▸ Material for this exercise
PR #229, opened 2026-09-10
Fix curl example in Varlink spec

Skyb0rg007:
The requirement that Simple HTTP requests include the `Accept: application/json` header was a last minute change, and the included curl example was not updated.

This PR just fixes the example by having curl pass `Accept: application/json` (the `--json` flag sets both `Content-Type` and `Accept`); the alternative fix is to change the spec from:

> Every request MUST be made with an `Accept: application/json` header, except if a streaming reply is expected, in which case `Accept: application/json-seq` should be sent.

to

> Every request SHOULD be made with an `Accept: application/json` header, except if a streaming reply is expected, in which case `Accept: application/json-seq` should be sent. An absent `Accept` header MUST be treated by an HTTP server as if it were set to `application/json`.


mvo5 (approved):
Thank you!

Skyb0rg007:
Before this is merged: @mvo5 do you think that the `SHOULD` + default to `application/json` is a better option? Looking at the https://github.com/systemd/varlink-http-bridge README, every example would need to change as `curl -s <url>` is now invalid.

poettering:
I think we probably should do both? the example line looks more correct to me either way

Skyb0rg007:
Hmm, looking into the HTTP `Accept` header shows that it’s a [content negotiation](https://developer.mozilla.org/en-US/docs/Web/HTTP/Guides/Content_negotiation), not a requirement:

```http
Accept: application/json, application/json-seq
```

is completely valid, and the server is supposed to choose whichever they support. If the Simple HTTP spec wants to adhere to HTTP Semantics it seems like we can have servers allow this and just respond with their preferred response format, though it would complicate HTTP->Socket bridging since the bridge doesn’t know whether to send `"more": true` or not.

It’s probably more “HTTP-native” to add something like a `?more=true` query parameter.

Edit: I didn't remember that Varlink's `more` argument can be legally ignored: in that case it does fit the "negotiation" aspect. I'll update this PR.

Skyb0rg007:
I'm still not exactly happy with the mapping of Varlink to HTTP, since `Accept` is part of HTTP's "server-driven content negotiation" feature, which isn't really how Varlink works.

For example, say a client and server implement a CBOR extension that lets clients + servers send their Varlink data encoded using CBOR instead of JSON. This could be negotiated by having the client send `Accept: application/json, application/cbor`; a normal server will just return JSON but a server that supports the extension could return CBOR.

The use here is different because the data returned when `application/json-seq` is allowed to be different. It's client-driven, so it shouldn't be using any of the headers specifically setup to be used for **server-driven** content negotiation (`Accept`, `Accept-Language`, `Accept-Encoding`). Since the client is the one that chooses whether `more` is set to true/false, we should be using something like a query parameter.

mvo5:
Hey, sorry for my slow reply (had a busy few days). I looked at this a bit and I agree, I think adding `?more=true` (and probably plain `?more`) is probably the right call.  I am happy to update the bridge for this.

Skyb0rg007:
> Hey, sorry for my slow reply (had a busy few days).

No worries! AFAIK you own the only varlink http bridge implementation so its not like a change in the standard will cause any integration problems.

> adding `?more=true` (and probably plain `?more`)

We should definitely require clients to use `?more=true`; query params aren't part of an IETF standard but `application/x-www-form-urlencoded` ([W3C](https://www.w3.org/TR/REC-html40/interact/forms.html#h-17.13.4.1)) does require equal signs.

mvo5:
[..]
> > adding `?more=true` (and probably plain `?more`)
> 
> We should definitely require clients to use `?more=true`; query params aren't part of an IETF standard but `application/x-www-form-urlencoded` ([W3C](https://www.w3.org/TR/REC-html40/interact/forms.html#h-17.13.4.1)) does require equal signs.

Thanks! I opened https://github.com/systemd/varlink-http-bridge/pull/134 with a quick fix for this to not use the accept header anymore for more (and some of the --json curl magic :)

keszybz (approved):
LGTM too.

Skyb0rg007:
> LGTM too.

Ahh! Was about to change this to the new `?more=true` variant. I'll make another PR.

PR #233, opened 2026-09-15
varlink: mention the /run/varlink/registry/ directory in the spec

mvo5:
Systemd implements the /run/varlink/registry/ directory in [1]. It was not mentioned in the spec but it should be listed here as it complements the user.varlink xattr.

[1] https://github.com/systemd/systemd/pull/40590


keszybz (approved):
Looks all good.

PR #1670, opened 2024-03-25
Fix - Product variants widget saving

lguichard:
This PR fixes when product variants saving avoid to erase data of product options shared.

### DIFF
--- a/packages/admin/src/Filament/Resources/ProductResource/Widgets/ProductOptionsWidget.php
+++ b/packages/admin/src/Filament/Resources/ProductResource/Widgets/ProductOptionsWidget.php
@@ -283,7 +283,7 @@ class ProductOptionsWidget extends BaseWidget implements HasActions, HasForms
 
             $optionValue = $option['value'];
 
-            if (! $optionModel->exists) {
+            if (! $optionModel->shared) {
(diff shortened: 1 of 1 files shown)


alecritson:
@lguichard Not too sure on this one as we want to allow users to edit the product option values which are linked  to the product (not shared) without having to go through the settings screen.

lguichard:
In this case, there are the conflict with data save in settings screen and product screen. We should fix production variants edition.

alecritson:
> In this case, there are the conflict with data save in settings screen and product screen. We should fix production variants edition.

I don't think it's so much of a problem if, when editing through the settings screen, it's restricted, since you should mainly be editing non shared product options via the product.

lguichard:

▸ Your goal
Return, from the data, each line that has the word "packages" in it.

▸ Written response
--- a/packages/admin/src/Filament/Resources/ProductResource/Widgets/ProductOptionsWidget.php
+++ b/packages/admin/src/Filament/Resources/ProductResource/Widgets/ProductOptionsWidget.php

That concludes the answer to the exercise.